What needs to be done => Scan the material below for lines with the word "tileLoop" and reply with how many there are, nothing else.

Dataset entries =>
PR #1373, opened 2022-03-07
Implement sub_497348

GalBr:
This is an implementation of `sub_497348`.
There is a weird behavior here where `producedQuantity[0]` is being sent to `sub_497DC1` as `population` when `building->isConstructed()` is `false`. I think I understood that correctly from the assembly code, but another set of eyes on this is a good idea.
I couldn't test this code on a busy save because my game can't seem to be able to run it currently (not related to this branch. It won't open the save on `master` as well), so please test this code.
I added a hook to this function in a separate commit so that it can be easily removed if we choose to remove it.

### DIFF
--- a/src/OpenLoco/Town.h
+++ b/src/OpenLoco/Town.h
@@ -43,7 +43,7 @@ namespace OpenLoco
         uint8_t historySize;            // 0x5B (<= 20 * 12)
         uint8_t history[20 * 12];       // 0x5C (20 years, 12 months)
         int32_t history_min_population; // 0x14C
-        uint8_t pad_150[0x158 - 0x150];
+        uint8_t var_150[8];
         uint16_t monthly_cargo_delivered[32];
         uint32_t cargo_influence_flags;
         uint16_t var_19C[2][2];
--- a/src/OpenLoco/Town.h
+++ b/src/OpenLoco/Town.h
@@ -28,14 +28,14 @@ namespace OpenLoco
 #pragma pack(push, 1)
     struct Town
     {
-        string_id name;        // 0x00
-        coord_t x;             // 0x02
-        coord_t y;             // 0x04
-        uint16_t flags;        // 0x06
-        LabelFrame labelFrame; // 0x08
-        Utility::prng prng;    // 0x28
-        uint32_t population;   // 0x30
-        uint32_t var_34;
+        string_id name;              // 0x00
+        coord_t x;                   // 0x02
+        coord_t y;                   // 0x04
+        uint16_t flags;              // 0x06
+        LabelFrame labelFrame;       // 0x08
+        Utility::prng prng;          // 0x28
+        uint32_t population;         // 0x30
+        uint32_t populationCapacity; // 0x34
         uint16_t var_38;
         int16_t company_ratings[15];    // 0x3A
         uint16_t companies_with_rating; // 0x58
--- a/src/OpenLoco/Town.h
+++ b/src/OpenLoco/Town.h
@@ -28,15 +28,15 @@ namespace OpenLoco
 #pragma pack(push, 1)
     struct Town
     {
-        string_id name;              // 0x00
-        coord_t x;                   // 0x02
-        coord_t y;                   // 0x04
-        uint16_t flags;              // 0x06
-        LabelFrame labelFrame;       // 0x08
-        Utility::prng prng;          // 0x28
-        uint32_t population;         // 0x30
-        uint32_t populationCapacity; // 0x34
-        uint16_t var_38;
+        string_id name;                 // 0x00
+        coord_t x;                      // 0x02
+        coord_t y;                      // 0x04
+        uint16_t flags;                 // 0x06
+        LabelFrame labelFrame;          // 0x08
+        Utility::prng prng;             // 0x28
+        uint32_t population;            // 0x30
+        uint32_t populationCapacity;    // 0x34
+        int16_t numBuildings;           // 0x38
         int16_t company_ratings[15];    // 0x3A
         uint16_t companies_with_rating; // 0x58
         TownSize size;                  // 0x5A
--- a/src/OpenLoco/TownManager.cpp
+++ b/src/OpenLoco/TownManager.cpp
@@ -212,6 +212,15 @@ namespace OpenLoco::TownManager
         return { std::make_pair(town->id(), invUnk) };
     }
 
+    void registerHooks()
+    {
+        registerHook(
+            0x00497348,
+            [](registers& regs) FORCE_ALIGN_ARG_POINTER -> uint8_t {
+                sub_497348();
+                return 0;
+            });
+    }
 }
 
 OpenLoco::TownId OpenLoco::Town::id() const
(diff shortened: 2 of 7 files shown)


src/OpenLoco/Map/Tile.cpp
```diff
@@ -105,6 +105,17 @@ SurfaceElement* Tile::surface() const
     return nullptr;
 }
 
+BuildingElement* Tile::building() const
```
duncanspumpkin, line 108: I don't think this is a great idea. In general you should be looking for all buildings on a tile. (I know we aren't going to have any more than one but I think we should design it to allow that)

src/OpenLoco/TownManager.cpp
```diff
@@ -59,6 +63,58 @@ namespace OpenLoco::TownManager
...
 
+    // 0x00497348
+    void sub_497348()
+    {
+        for (auto& town : towns())
+        {
+            town.var_38 = 0;
+            town.population = 0;
+            town.var_34 = 0;
+            memset(town.pad_150, 0, sizeof(town.pad_150));
```
duncanspumpkin, line 74: rename pad_150 to var_150 now that is is in use. I prefer to use the c++ functions for this so `std::fill(std::begin(town.var_150), std::end(town.var_150), 0);`

src/OpenLoco/TownManager.cpp
```diff
@@ -59,6 +63,58 @@ namespace OpenLoco::TownManager
...
+        {
+            auto tile = Map::TileManager::get(tilePos);
+            auto* building = tile.building();
+            if (building == nullptr)
+                continue;
+
+            if (building->isGhost())
+                continue;
+
+            if (!building->has_40())
```
duncanspumpkin, line 88: think this is inverted.

src/OpenLoco/TownManager.cpp
```diff
@@ -59,6 +63,58 @@ namespace OpenLoco::TownManager
...
+            town.population = 0;
+            town.var_34 = 0;
+            memset(town.pad_150, 0, sizeof(town.pad_150));
+        }
+
+        Map::TilePosRangeView tileLoop{ { 1, 1 }, { Map::map_columns - 1, Map::map_rows - 1 } };
+        for (const auto& tilePos : tileLoop)
+        {
+            auto tile = Map::TileManager::get(tilePos);
+            auto* building = tile.building();
```
duncanspumpkin, line 81: As discussed in previous comment we should be checking every building on the tile not just the one.

src/OpenLoco/Map/Tile.cpp
duncanspumpkin: I would just do it in that function. It's how we do it elsewhere. Other solutions might be to create a visitor. `tile.visitAll<BuildingElement>([](BuildingElement& elBuilding){ ... });`

GalBr: I ended up doing it inside the function.

src/OpenLoco/TownManager.cpp
```diff
@@ -59,6 +63,61 @@ namespace OpenLoco::TownManager
...
+                uint32_t population;
+                if (!building->isConstructed())
+                {
+                    population = 0;
+                }
+                else
+                {
+                    population = producedQuantity;
+                }
+                auto* town = sub_497DC1(tilePos, population, producedQuantity, 0, 1);
```
duncanspumpkin, line 108: this feels like the second variable is for the capacity of the building which would mean that `town->var_34` is the `populationCapacity`

src/OpenLoco/TownManager.cpp
```diff
@@ -59,6 +63,61 @@ namespace OpenLoco::TownManager
 
     static auto& rawTowns() { return getGameState().towns; }
 
+    // 0x00497348
+    void sub_497348()
```
duncanspumpkin, line 67: `resetBuildingsInfluence` or is that too much of a mouthful? This function is only called from Town::initialise and GameCommand::removeTown.

src/OpenLoco/TownManager.cpp
GalBr: Renamed. `producedQuantity` still seems sort of unrelated or weirdly named in this context.

duncanspumpkin: The produced quantity makes sense when you think that buildings first produced item is people. So the produced quantity is the number of people produced by the building

GalBr: That makes sense!

src/OpenLoco/TownManager.cpp
```diff
@@ -28,7 +32,7 @@ namespace OpenLoco::TownManager
         dword_1135C38 = town;
         if (town != nullptr)
         {
-            town->var_34 += unk1;
+            town->populationCapacity += unk1;
```
duncanspumpkin, line 35: i think we can name unk1 as populationCapacity as well and unk3 can be named `numBuildings`. Which will also name var_38 as `numBuildings`

GalBr: I agree about unk1, I'm curious how did you figure out unk3?

src/OpenLoco/TownManager.cpp
```diff
@@ -59,6 +63,61 @@ namespace OpenLoco::TownManager
...
+                else
+                {
+                    population = producedQuantity;
+                }
+                auto* town = sub_497DC1(tilePos, population, producedQuantity, 0, 1);
+                if (town != nullptr)
+                {
+                    if (buildingObj->var_AC != 0xFF)
+                    {
+                        town->var_150[buildingObj->var_AC] += 1;
```
AaronVanGeffen, line 113: Is this tallying building varieties? That would mean there's eight categories, 255 max in each. It would also mean this could overflow for larger metropolises.

src/OpenLoco/TownManager.cpp
duncanspumpkin: My thoughts are that it is increasing by 1 for each building and this function is called on town creation. There aren't going to be any other functions searching for all buildings of a town. createBuilding game command also passes `1` to this function and removeBuilding passes `-1`

GalBr: Done.

src/OpenLoco/TownManager.cpp
GalBr: Could be? If so, I guess we can change it to uint16_t / uint32_t after we stop using the original code?

src/OpenLoco/Town.h
```diff
@@ -36,7 +36,7 @@ namespace OpenLoco
         Utility::prng prng;          // 0x28
         uint32_t population;         // 0x30
         uint32_t populationCapacity; // 0x34
-        uint16_t var_38;
+        int16_t numBuildings;
```
duncanspumpkin, line 39: add the `// 0x38` offset comment

GalBr: Whoops, forgot about it.

duncanspumpkin (approved):
I did a quick regression test but then realised that you can only trigger this code in scenario creation. It appears to work correctly from my tests.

Answer => 2